- [Work to be completed]
The entries are to be repeated in full, without any change.

(Extracted data entries)
---*---

PR #118, opened 2026-09-18
Live two-way updates: an existing native component follows a changed React source; conflicts are named; an unknown write is settled by reading the canvas

tpitre:
## What a user can now complete

Through the local app and the companion plugin, on the **existing** twelve-variant Checkbox set in the Evaluations file (no new allocations at any point):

---*---

- [Output for this task]
PR #118, opened 2026-09-18
Live two-way updates: an existing native component follows a changed React source; conflicts are named; an unknown write is settled by reading the canvas

tpitre:
## What a user can now complete

Through the local app and the companion plugin, on the **existing** twelve-variant Checkbox set in the Evaluations file (no new allocations at any point):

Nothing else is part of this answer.